>>>>>
PR #484, opened 2015-09-24
Indent and align long hashes

gnilrets:


bbatsov:
I'm not sure if we need a rule for this - for me it's apparent that's the way to go.

gnilrets:
@bbatsov, I don't think it's apparent to everyone.  I've definitely seen long, complex hashes written out on a single line.

onebree:
https://github.com/bbatsov/ruby-style-guide#no-double-indent

If you ask me, key/value pairs in a hash can be considered _parameters_ of the hash object. So this PR would be redundant.

pirj:
This can improve readability in some cases. However, we allow method calls with keyword arguments to be all on the same line:
```ruby
Taxonomy.detect(name: 'Certainly Citrus', abv: 7.3, hops: { flavoring: 'Citra', bittering: 'Cascade'})
```

and it strongly depends on a number of factors (line length limit, nesting) on when it reaches the point when it's hard to read on a single line.

The same, I believe, applies to hash literals. This makes it hard to come up with a rule that is specific to hash literals.

To me, the current https://github.com/rubocop-hq/ruby-style-guide#no-double-indent does not specify if it is possible to put several semantically grouped arguments on one line:
```ruby
# good or bad?
User.create(
  first_name: 'Bob', last_name: 'Doe',
  zip: '78 ux 32', city: 'New Dum',
  interests: [:poker, :aikido, :meditation])
```

Closing, as there is no clear way to define this guideline.

PR #485, opened 2015-09-29
salary in Russian is "зарплата"

solutus:


solutus:
sorry, my mistake. Bulgarian and Russian are close, but not similar =)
<<<<<
→ **YOUR TASK**
The entries above must be output exactly, with every line preserved.

→ **RESPONSE TO THE EXERCISE**
PR #484, opened 2015-09-24
Indent and align long hashes

gnilrets:


bbatsov:
I'm not sure if we need a rule for this - for me it's apparent that's the way to go.

gnilrets:
@bbatsov, I don't think it's apparent to everyone.  I've definitely seen long, complex hashes written out on a single line.

onebree:
https://github.com/bbatsov/ruby-style-guide#no-double-indent

If you ask me, key/value pairs in a hash can be considered _parameters_ of the hash object. So this PR would be redundant.

pirj:
This can improve readability in some cases. However, we allow method calls with keyword arguments to be all on the same line:
```ruby
Taxonomy.detect(name: 'Certainly Citrus', abv: 7.3, hops: { flavoring: 'Citra', bittering: 'Cascade'})
```

and it strongly depends on a number of factors (line length limit, nesting) on when it reaches the point when it's hard to read on a single line.

The same, I believe, applies to hash literals. This makes it hard to come up with a rule that is specific to hash literals.

To me, the current https://github.com/rubocop-hq/ruby-style-guide#no-double-indent does not specify if it is possible to put several semantically grouped arguments on one line:
```ruby
# good or bad?
User.create(
  first_name: 'Bob', last_name: 'Doe',
  zip: '78 ux 32', city: 'New Dum',
  interests: [:poker, :aikido, :meditation])
```

Closing, as there is no clear way to define this guideline.

PR #485, opened 2015-09-29
salary in Russian is "зарплата"

solutus:


solutus:
sorry, my mistake. Bulgarian and Russian are close, but not similar =)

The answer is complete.